2. Investigation of heterogeneity
If inconsistency is high, this will be reported. First, we will investigate whether data have been entered correctly. Second, if data are correct, we will inspect the graph visually and we will remove outlying studies to see if heterogeneity is restored. For this review, we intend that should this occur with data contributing to the summary finding of no more than around 10% of the total weighting, we will present the data. If not, we will not pool the data but rather discuss the issues in the text. We know of no supporting research for this 10% cut‐off but are investigating use of prediction intervals as an alternative to this unsatisfactory state.
When unanticipated clinical or methodological heterogeneity are obvious, we will simply state hypotheses regarding these for future reviews or versions of this review. We do not anticipate undertaking analyses relating to these.
Sensitivity analysis
1. Implication of randomisation
We aim to include trials in a sensitivity analysis if they are described in some way as to imply randomisation. For the primary outcomes, we will include these studies and if there is no substantive difference when the implied randomised studies are added to those with better description of randomisation, then we will use all data from these studies.
2. Assumptions for lost binary data
Where assumptions have to be made regarding people lost to follow‐up (see Dealing with missing data), we will compare the findings of the primary outcome when we use our assumption compared with completer data only. If there is a substantial difference, we will report results and discuss them but continue to employ our assumption.

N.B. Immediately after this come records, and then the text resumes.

PR #212, opened 2018-09-05
Ignore certificates that can't be verified

### LINKED ISSUE #211: Cert matching can select non trusted certificates
We should support non trusted (self signed) certificates, but if we have similar matching results we should not just select the newer one, but check if both are trusted first and pick the trusted before checking "newer".

aermakov-zalando:
* Fetch the certificate and chain information from IAM/ACM
 * Verify validity of the certificate using system roots (for TLS usage)  and skip invalid certificates automatically

Fix #211.


szuecs:
:-1:

szuecs:
Please don't change the logic, but only add another test of the cert if you have more than one valid one.
Check first the best match, than the CA validity, after that pick the newest.
If you do it different we will run into problems.

aermakov-zalando:
See the comment in #211. There's no point in having unverifiable and verifiable certificates on the same ELB (I'm not even sure if the cert selection algorithm is documented or standardised). You'll have the same issues where one of the clients will randomly not be able to verify the certificate.

If you really want to support this use case, I'd rather create a separate PR that'll only allow unverifiable certificates by explicitly specifying the ARN (and force a separate ELB in this case). However, is it really needed for now?

szuecs:
@aermakov-zalando yes separate PR makes sense, but don't change the cert matching rule, but rather filter invalid certs before applying the cert matching.
Thanks!

aermakov-zalando:
@szuecs The only change in matching logic is that unverifiable certificates are completely ignored, what exactly do you suggest to change?

aws/acm.go
```diff
@@ -49,14 +51,24 @@ func getACMCertificateSummaries(api acmiface.ACMAPI) ([]*acm.CertificateSummary,
 }
 
 func getCertificateSummaryFromACM(api acmiface.ACMAPI, arn *string) (*certs.CertificateSummary, error) {
-	params := &acm.DescribeCertificateInput{CertificateArn: arn}
-	resp, err := api.DescribeCertificate(params)
+	params := &acm.GetCertificateInput{CertificateArn: arn}
+	resp, err := api.GetCertificate(params)
```
szuecs: Ca nyou update https://github.com/zalando-incubator/kube-ingress-aws-controller/blob/master/deploy/requirements.md , we do not have the GetCertificate allowed and please add a readme entry how to switch the version, because the iam role needs to be changed, so we also have to increase the version number as before.

szuecs:
Then I miss read your changes, sorry had not too much time looking into this.
I checked it now and it looks good but we need to add the documentation as I commented

szuecs:
:+1:

mikkeloscar:
:+1:

PR #221, opened 2018-10-23
fix #220, use correct controllerID looking up SGs

### LINKED ISSUE #220: Logic error when searching for security group
This line:

https://github.com/zalando-incubator/kube-ingress-aws-controller/blob/master/aws/ec2.go#L305

Is doing the wrong thing, in that it only looks for the `DefaultControllerID` in the value of the `kubernetes:application` tags, where it should be using the specified controller ID if set.

Planning to create a PR for this.

jhohertz:
This went a little deeper than initially expected, owing to the fact that where buildManifest was being called (and where the SGs are ultimately looked up), was *prior* to the application of the collected flag values to the awsAdapter.

So I've moved the manifest to something similar to the With*() functions, and apply it in the same way *after* we have the flags applied to the awsAdapter. Let me know if you'd like to see this handled differently?

I had not previously seen this, as I had always been running an instance with the default controllerID (and so had a SG of that name around to be successfully looked up). It's only recently that has been absent, and exposed this bug.

### DIFF
--- a/aws/adapter.go
+++ b/aws/adapter.go
@@ -130,7 +130,7 @@ func defaultConfigProvider() client.ConfigProvider {
 // Before returning there is a discovery process for VPC and EC2 details. It tries to find the Auto Scaling Group and
 // Security Group that should be used for newly created Load Balancers. If any of those critical steps fail
 // an appropriate error is returned.
-func NewAdapter() (adapter *Adapter, err error) {
+func NewAdapter(newControllerID string) (adapter *Adapter, err error) {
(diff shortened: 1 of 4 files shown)


szuecs:
:+1:

jhohertz:
Yes, that does look better I think too. Thanks @mikkeloscar

mikkeloscar:
:+1:

szuecs:
:+1:

szuecs:
Thanks @jhohertz

Issue #201, opened 2018-08-10
Access logs configuration


sgmiller:
It'd be nice to be able to configure the Access Logs for the ALBs created.  Even better would be to have different logging per host, but that's impossible without a separate ALB per domain.

szuecs:
If you would like to add a PR would be fine!

szuecs:
closed by https://github.com/zalando-incubator/kube-ingress-aws-controller/pull/222

PR #222, opened 2018-10-25
Enable ALB logging to S3 via new flags

jhohertz:
Two new flags have been implemented:

  --logs-s3-bucket <name of s3 bucket>
  --logs-s3-prefix <path prefix within s3 bucket>

Setting the bucket will enable logging support, not setting it will
leave it disabled. The prefix setting will only take effect if the
bucket is also set.

This should satisfy the feature request in #201

### DIFF
--- a/aws/cf_template.go
+++ b/aws/cf_template.go
@@ -22,7 +22,7 @@ func hashARNs(certARNs []string) []byte {
 	return hash.Sum(nil)
 }
 
-func generateTemplate(certs map[string]time.Time, idleConnectionTimeoutSeconds uint) (string, error) {
+func generateTemplate(certs map[string]time.Time, idleConnectionTimeoutSeconds uint, albLogsS3Bucket, albLogsS3Prefix string) (string, error) {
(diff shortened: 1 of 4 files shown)


aws/cf_template.go
```diff
@@ -22,7 +22,7 @@ func hashARNs(certARNs []string) []byte {
 	return hash.Sum(nil)
 }
 
-func generateTemplate(certs map[string]time.Time, idleConnectionTimeoutSeconds uint) (string, error) {
+func generateTemplate(certs map[string]time.Time, idleConnectionTimeoutSeconds uint, albLogsS3Bucket string, albLogsS3Prefix string) (string, error) {
```
szuecs: nitpick: you can use `func f(a,b,c string) {}` in Go.

szuecs:
:+1:

jhohertz:
Thanks for the feedback @szuecs, addressed the nit you raised.

mikkeloscar:
:+1:

hjacobs:
:+1:

Issue #206, opened 2018-08-30
Split shared security groups of ALB-internal and ALB-external


marandalucas:
### kube-ingress-aws-controller VERSION
```kube-ingress-aws-controller v0.7.2```

### Kubernetes version
```
Client Version: v1.9.3
Server Version: v1.9.6
```

### Environment
- **Cloud provider or hardware configuration**: AWS with Kops 1.9.6 + RBAC authorization

### What happened
When for the first time I create ingress resources with internal annotations (Internal ALB) or no annotations (Public ALB), the cloudformation provisions the two ALBs, but it takes the same security groups for them.

### Expected behavior
I have to apply differents restrictions depends if the ALB is internal or public.
Would be possible to split the shared security groups of ALB-internal and ALB-external?

### Workaround
I deleted the automatic security groups from one ALB and apply new security groups with our necessity. But if it delete, i need to update with the last change.
Could I have a problem in the future with this manual change?

Issue #23, opened 2017-02-09
Consider allowing to configure ALB security group


hjacobs:
Idea: allow configuring the ALB security group via annotations:

* the optional `zalando.org/aws-load-balancer-security-group` annotation can select a different AWS Security Group by name
* the default AWS Security Group can be configured via a command line option

This allows using a default security group with IP restrictions and explicitly exposing the ALB by selecting an unrestricted security group.

lmineiro:
Could we consider another, similar, annotation where a ruleset could be defined?
I'm thinking about those scenarios where a deployer user doesn't have the access level that allows him to create a security group to reference but also wants to customize the security rules for his load balancer.

hjacobs:
@lmineiro I would try to keep it simple, specifying the full set of ingress rules is overkill (as annotation). My scenario does not necessarily require AWS rights, the security groups could pre-provisioned for known use cases (something like "restricted/company-internal" SG with IP restrictions and another one "public" for exposure).

lmineiro:
Fair enough. Let's keep it simple

joberdick:
@hjacobs any thoughts on specifying security group by a tag instead of SG name? We automatically generate clusters with supporting SG's. Our SG names are dynamic. We could easily tag them with consistent names such as "internet-public".

szuecs:
@joberdick feel free to create a new issue for your use case. 
The question from my point of view is:
- How this should work for shared ALBs and the user point of view?
- Would you tag all ingress with the same SG-Tag annotation? 

If you can write down what you want and define a workflow how to use it, it would be simpler to think about the solution.

PR #230, opened 2018-12-13
Security group annotation support 

marcinzaremba:
Fixes https://github.com/zalando-incubator/kube-ingress-aws-controller/issues/206
Fixes https://github.com/zalando-incubator/kube-ingress-aws-controller/issues/23

### DIFF
--- a/kubernetes/adapter.go
+++ b/kubernetes/adapter.go
@@ -104,7 +104,7 @@ func (a *Adapter) newIngressFromKube(kubeIngress *ingress) *Ingress {
 	}
 }
 
-func (a *Adapter) newIngressForKube(i *Ingress) *ingress {
+func newIngressForKube(i *Ingress) *ingress {
 	shared := "true"
 
 	if !i.Shared {
@@ -172,5 +172,5 @@ func (a *Adapter) UpdateIngressLoadBalancer(ingress *Ingress, loadBalancerDNSNam
 		return ErrInvalidIngressUpdateParams
 	}
 
-	return updateIngressLoadBalancer(a.kubeClient, a.newIngressForKube(ingress), loadBalancerDNSName)
+	return updateIngressLoadBalancer(a.kubeClient, newIngressForKube(ingress), loadBalancerDNSName)
 }
--- a/kubernetes/adapter.go
+++ b/kubernetes/adapter.go
@@ -9,9 +9,9 @@ import (
 )
 
 type Adapter struct {
-	kubeClient     client
-	ingressFilters []string
-	securityGroup  string
+	kubeClient                  client
+	ingressFilters              []string
+	ingressDefaultSecurityGroup string
 }
 
 var (
@@ -52,7 +52,7 @@ func (i *Ingress) String() string {
 }
 
 // NewAdapter creates an Adapter for Kubernetes using a given configuration.
-func NewAdapter(config *Config, ingressClassFilters []string, securityGroup string) (*Adapter, error) {
+func NewAdapter(config *Config, ingressClassFilters []string, ingressDefaultSecurityGroup string) (*Adapter, error) {
 	if config == nil || config.BaseURL == "" {
 		return nil, ErrInvalidConfiguration
 	}
@@ -60,7 +60,7 @@ func NewAdapter(config *Config, ingressClassFilters []string, securityGroup stri
 	if err != nil {
 		return nil, err
 	}
-	return &Adapter{kubeClient: c, ingressFilters: ingressClassFilters, securityGroup: securityGroup}, nil
+	return &Adapter{kubeClient: c, ingressFilters: ingressClassFilters, ingressDefaultSecurityGroup: ingressDefaultSecurityGroup}, nil
 }
 
 func (a *Adapter) newIngressFromKube(kubeIngress *ingress) *Ingress {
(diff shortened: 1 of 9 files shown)


kubernetes/adapter.go
```diff
@@ -86,10 +100,11 @@ func newIngressFromKube(kubeIngress *ingress) *Ingress {
 		Scheme:         scheme,
 		Hostnames:      hostnames,
 		Shared:         shared,
+		SecurityGroup:  kubeIngress.getAnnotationsString(ingressSecurityGroupAnnotation, a.ingressDefaultSecurityGroup),
 	}
 }
 
-func newIngressForKube(i *Ingress) *ingress {
+func (a *Adapter) newIngressForKube(i *Ingress) *ingress {
```
szuecs: you don't need an instance of Adapter here

kubernetes/adapter_test.go
```diff
@@ -27,6 +31,7 @@ func TestMappingRoundtrip(tt *testing.T) {
 				CertificateARN: "zbr",
 				Shared:         true,
 				Hostnames:      []string{"domain.example.org"},
+				SecurityGroup:  "sg-123456",
```
szuecs: you can define this as var and reuse in tests

kubernetes/adapter_test.go
```diff
@@ -64,6 +70,7 @@ func TestMappingRoundtrip(tt *testing.T) {
 				Scheme:         "internal",
 				CertificateARN: "zbr",
 				Shared:         false,
+				SecurityGroup:  "deadbeef",
```
szuecs: you can define this as var and reuse it

kubernetes/adapter_test.go
```diff
@@ -87,25 +95,18 @@ func TestMappingRoundtrip(tt *testing.T) {
...
-			}
-			if got.CertificateARN != tc.kubeIngress.Metadata.Annotations[ingressCertificateARNAnnotation] {
-				t.Error("wrong value from CertificateARN()")
-			}
-			if got.Scheme != tc.kubeIngress.Metadata.Annotations[ingressSchemeAnnotation] {
-				t.Error("wrong value from Scheme()")
-			}
-			if got.Hostname != tc.kubeIngress.Status.LoadBalancer.Ingress[1].Hostname {
-				t.Error("wrong value from Hostname()")
+				t.Errorf("mapping from kubernetes ingress to adapter failed. wanted %#v, got %#v", tc.ingress, got)
```
szuecs: Maybe also change the message to use cmp.Diff(test.before, test.after) from https://godoc.org/github.com/google/go-cmp/cmp#example-Diff--Testing

worker.go
```diff
@@ -266,25 +275,33 @@ func buildManagedModel(certs []*certs.CertificateSummary, certsPerALB int, certT
...
-		// non-matching scheme or too many certificates, add a new
+		// non-matching scheme, non-matching security group or too many certificates, add a new
 		// stack.
 		if !added {
 			i := make(map[string][]*kubernetes.Ingress, len(certificateARNs))
 			for _, certificateARN := range certificateARNs {
 				i[certificateARN] = []*kubernetes.Ingress{ingress}
 			}
-			model = append(model, &loadBalancer{ingresses: i, scheme: ingress.Scheme, shared: ingress.Shared})
+			loadBalancers = append(loadBalancers, &loadBalancer{ingresses: i, scheme: ingress.Scheme, shared: ingress.Shared, securityGroup: ingress.SecurityGroup})
```
szuecs: please do this multiline, it's already quite long

worker.go
```diff
@@ -266,25 +275,33 @@ func buildManagedModel(certs []*certs.CertificateSummary, certsPerALB int, certT
...
 		}
 	}
 
+	return loadBalancers
+}
+
+func buildManagedModel(certs []*certs.CertificateSummary, certsPerALB int, certTTL time.Duration, ingresses []*kubernetes.Ingress, stacks []*aws.Stack) []*loadBalancer {
+	sortStacks(stacks)
+	model := getAllLoadBalancers(certTTL, stacks)
+	model = matchIngressesToLoadBalancers(model, certs, certsPerALB, ingresses)
```
szuecs: You don't need really to assign the value `model` if you change the var in matchIngressesToLoadBalancers that you pass, because a slice is reference value and we have pointers as values inside. 
If you think it's more readable like this, then it's fine to just let it like this.
Comment is more FYI ;)

marcinzaremba: Thanks ;) In my opinion it's just more readable and looks exactly how `append` look like and what actually is done here is really appending to the slice under some conditions.

marcinzaremba:
👍

kubernetes/adapter_test.go
```diff
@@ -87,31 +97,16 @@ func TestMappingRoundtrip(tt *testing.T) {
...
-			if got.Scheme != tc.kubeIngress.Metadata.Annotations[ingressSchemeAnnotation] {
-				t.Error("wrong value from Scheme()")
-			}
-			if got.Hostname != tc.kubeIngress.Status.LoadBalancer.Ingress[1].Hostname {
-				t.Error("wrong value from Hostname()")
-			}
-			if got.String() != fmt.Sprintf("%s/%s", tc.ingress.Namespace, tc.ingress.Name) {
-				t.Error("wrong value from String()")
-			}
+			a, _ := NewAdapter(testConfig, testIngressFilter, testIngressDefaultSecurityGroup)
```
szuecs: ignore the returned error?

szuecs:
:+1:

marcinzaremba:
👍

szuecs:
:+1:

Where assumptions have to be made regarding missing SDs data (see Dealing with missing data), we will compare the findings on the primary outcome when we use our assumption compared with complete data only. We will undertake a sensitivity analysis to test how prone the results are to change when 'completer' data only are compared with the imputed data using the above assumption. If there is a substantial difference, we will report results and discuss them but continue to employ our assumption.
3. Risk of bias
We will analyse the effects of excluding trials that are judged to be at high risk of bias across one or more of the domains of randomisation (implied as randomised but with no further details available) allocation concealment, blinding and outcome reporting for the meta‐analysis of the primary outcome. If the exclusion of trials at high risk of bias does not substantially alter the direction of effect or the precision of the effect estimates, then we will include data from these trials in the analysis
4. Imputed values
We will also undertake a sensitivity analysis to assess the effects of including data from trials where we used imputed values for ICC in calculating the design effect in cluster randomised trials.
If substantial differences are noted in the direction or precision of effect estimates in any of the sensitivity analyses listed above, we will not pool data from the excluded trials with the other trials contributing to the outcome, but will present them separately
5. Fixed and random effects
We will synthesise all data using a random‐effects model, however, we will also synthesise data for the primary outcome using a fixed‐effect model to evaluate whether the greater weights assigned to larger trials with greater event rates, altered the significance of the results compared with the more evenly distributed weights in the random‐effects model.
6. Diagnostic criteria used
We aim to compare the studies that used operational criteria for diagnoses with those that did not.